Another related terminology is “theoretical neuroscience”. This is somewhat broader than computational neuroscience, and is probably an analogy to theoretical physics, a branch of physics that relies heavily on mathematical models. Theoretical neuroscience is not necessarily concerned with computation, at least not directly. One example could be the demonstration that action potential velocity is proportional to diameter in myelinated axons, and to the square root of the diameter in unmyelinated axons. This demonstration uses cable theory, a biophysical theory describing the propagation of electrical activity in axons and dendrites.

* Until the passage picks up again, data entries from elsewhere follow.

PR #194, opened 2016-01-24
Remove screen header

pmknutsen:
This proposal is inspired by @irontiga's PR that removes the screen header and moves the update icons to the sidebar.

Changes:
- Remove screen header
- Move update icons to sidebar (show only when there is an update)

screenshot from 2016-01-23 23 39 53
screenshot from 2016-01-23 23 39 26

### DIFF
--- a/css/general.css
+++ b/css/general.css
@@ -40,22 +40,19 @@ html,body {
 }
 .body {
 	position: relative;
-
-	height: -webkit-calc(100% - 80px);
-	-webkit-box-sizing:border-box;
+	height: 100%;
+	-webkit-box-sizing: border-box;
 }
 
 /* UI Header */
 .header {
-	height: 80px;
+	height: 60px;
 	width: 100%;
-
-	background-color: #313133;
-	background: linear-gradient(to left, #313133 15%, #0b0e16 85%);
+	background-color: #0b0e16;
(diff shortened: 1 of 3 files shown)


lukechampine:
Update buttons in the sidebar feel a bit... overbearing.
Maybe we could move them inside the About plugin? Or only display them as a startup notification.
Also, `Update Sia` hasn't been functioning for a while now, so it can be removed entirely.

By the way, @Jinglan is currently designing a new look for the UI. Not sure how drastic her changes will be, but it might be best to hold off on further layout changes -- it'd be a shame to have to throw them away if they conflict with her designs. I'd like her to weigh in on this.

DavidVorick:
I don't really like this change.

pmknutsen:
In any case, for future consideration I think the top header needs to go if it will remain empty. Should I close this PR?

DavidVorick:
waiting for comments from Jing, our designer.

Jinglan:
I think better to have "notifications" between "wallet" and "about" on the sidebar, so you can click on "notifications" and see "New notification: UI update pending" or something like that.

lukechampine:
While we aren't going to merge this outright, I think this layout may influence our future design.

“Quantitative neuroscience” also refers to the use of quantitative mathematical models as a tool to understand brain function or dynamics, but the substitution of “quantitative” for “theoretical” suggests that the field is more concerned with data analysis (as opposed to theories of how the brain works).

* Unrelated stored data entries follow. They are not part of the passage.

PR #195, opened 2016-01-25
Wallet plugin fixes

pmknutsen:
Fixed broken Address search
More intuitive page navigation
Enforce limits on requested page
Compare _absolute_ transaction values in transaction filter
Add a reasonable minimum value to avoid displaying dust
Increase font size in Wallet to 12px
Darker red and green on transaction icons
Improved formatting of small Siacoin amounts (show n'th significant digits vs 2 decimals for amounts > 1 SC)

screenshot from 2016-01-24 22 30 00

### DIFF
--- a/plugins/Wallet/js/helpers.js
+++ b/plugins/Wallet/js/helpers.js
@@ -13,8 +13,8 @@ function convertSiacoin(hastings) {
 	var number = new BigNumber(hastings);
 	var ConversionFactor = new BigNumber(10).pow(24);
 
-	return number.gt(1) ? number.dividedBy(ConversionFactor).round(2)
-						 : number.dividedBy(ConversionFactor).toPrecision(1);
+	return number.gt(1) ? number.dividedBy(ConversionFactor).round(2).toNumber()
+						: number.dividedBy(ConversionFactor).toPrecision(1);
 }
 
 // Notification shortcut
--- a/plugins/Wallet/js/helpers.js
+++ b/plugins/Wallet/js/helpers.js
@@ -12,10 +12,12 @@ function convertSiacoin(hastings) {
 	// This deals with that imperfectly
 	var number = new BigNumber(hastings);
 	var ConversionFactor = new BigNumber(10).pow(24);
-	return number.dividedBy(ConversionFactor).round(2);
+
+	return number.gt(1) ? number.dividedBy(ConversionFactor).round(2)
+						 : number.dividedBy(ConversionFactor).toPrecision(1);
 }
 
-// Notification shortcut 
+// Notification shortcut
 function notify(msg, type) {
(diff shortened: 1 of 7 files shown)


plugins/Wallet/js/transactions.js
```diff
@@ -33,8 +33,8 @@ function checkCriteria(txn) {
 	// Failing one check returns false but passing all checks returns true
 	return (criteria.endTime   === null || txn.confirmationtimestamp <= criteria.endTime)   &&
 	       (criteria.startTime === null || txn.confirmationtimestamp >= criteria.startTime) &&
-	       (criteria.maxValue  === null || txn.value                 <= criteria.maxValue)  &&
-	       (criteria.minValue  === null || txn.value                 >= criteria.minValue)  &&
+	       (criteria.maxValue  === null || Math.abs(txn.value)       <= criteria.maxValue)  &&
+	       (criteria.minValue  === null || Math.abs(txn.value)       >= criteria.minValue)  &&
```
Mingling94, line 37: Great catch!

plugins/Wallet/js/transactions.js
```diff
@@ -90,7 +90,7 @@ function makeTransaction(txn) {
 	element.find('.time').html(time);
 
 	// Set transaction positive or negative
-	if (txn.value.isNegative()) {
+	if (txn.value < 0) {
```
Mingling94, line 93: Does this work? I thought from line 68, `txn.value` is a `BigNumber` object?

pmknutsen, line 93: It works. For some reason I don't understand, when you call toPrecision() on the BigNum it seems to be cast to a real number and isNegative() is no longer an available method. I tested it on negative and positive cases.

DavidVorick:
Looks good to me.

plugins/Wallet/js/helpers.js
```diff
@@ -12,10 +12,12 @@ function convertSiacoin(hastings) {
 	// This deals with that imperfectly
 	var number = new BigNumber(hastings);
 	var ConversionFactor = new BigNumber(10).pow(24);
-	return number.dividedBy(ConversionFactor).round(2);
+
+	return number.gt(1) ? number.dividedBy(ConversionFactor).round(2)
+						 : number.dividedBy(ConversionFactor).toPrecision(1);
```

Finally, “neural modeling” is concerned with the use of quantitative neural models, in general biophysical models. The terminology suggests a data-driven approach, i.e., building models of neural networks from experimental measurements, based on existing theories. This is why I am somewhat uneasy with this terminology, for epistemological reasons. The data-driven approach implicitly assumes that it is possible and meaningful to build a functioning neural network from a set of measurements alone. This raises two critical issues. One is that it is based on what Francisco Varela called “neurophysiological subjectivism” (see this related post), the idea that perception is the result of neural network dynamics. Neurophysiological subjectivism is problematic because (in particular) it fails to fully recognize the defining property of living beings, which is teleonomy (in other words, function). Living organisms are constrained on one hand by their physical substrate, but on the other hand this substrate is tightly constrained by evolution – this is precisely what makes them living beings and not just spin glasses. The data-driven approach only considers the constraints deriving from measurements, not the functional constraints, but this essentially amounts to denying the fact that the object of study is part of a living being. Alternatively, it assumes that measurements are sufficiently constraining that function is entirely implied, which seems naive.

The second major issue with the data-driven approach is that it has a strong flavor of inductivism. That is, it implicitly assumes that a functioning model is directly implied by a finite set of measurements. But inductivism is a philosophical error, for there are an infinite number of theories (or “models”) consistent with any finite set of observations (an error pointed out by Hume, for example). In fact, Popper and his followers also noted that inductivism commits another philosophical error, which is to think that there is such a thing as a “pure observation”. Experimental results are always to be interpreted in a specific theoretical context (a.k.a. the “Methods” section). One does not “measure” a model. One performs a specific experiment and observes the outcome with tools, which are themselves based on currently accepted theories. In other words, an experimental result is the answer to a specific question. But the type of question is not “What is the time constant of the model?”, but rather “What exponential function can I best fit to the electrical response of this neuron to a current pulse?”. Measurements may then provide constraints on possible models, but they never imply a model. In addition, as I noted above, physical constraints (implied by measurements) are only one side of the story, functional constraints are the other side. Neglecting this other side means studying a “soup of neurons”, not the brain.

In summary, it is often stated or implied that “realistic” models are those that are based on measurements: this is 1) an inductivist mistake, 2) a tragic disregard of what defines living beings, i.e. functional constraints.

I will end this post by asking a question: what is a better description of the brain? A soup of “realistic” neurons or a more conceptual mechanistic description of how interacting neurons support cognitive functions?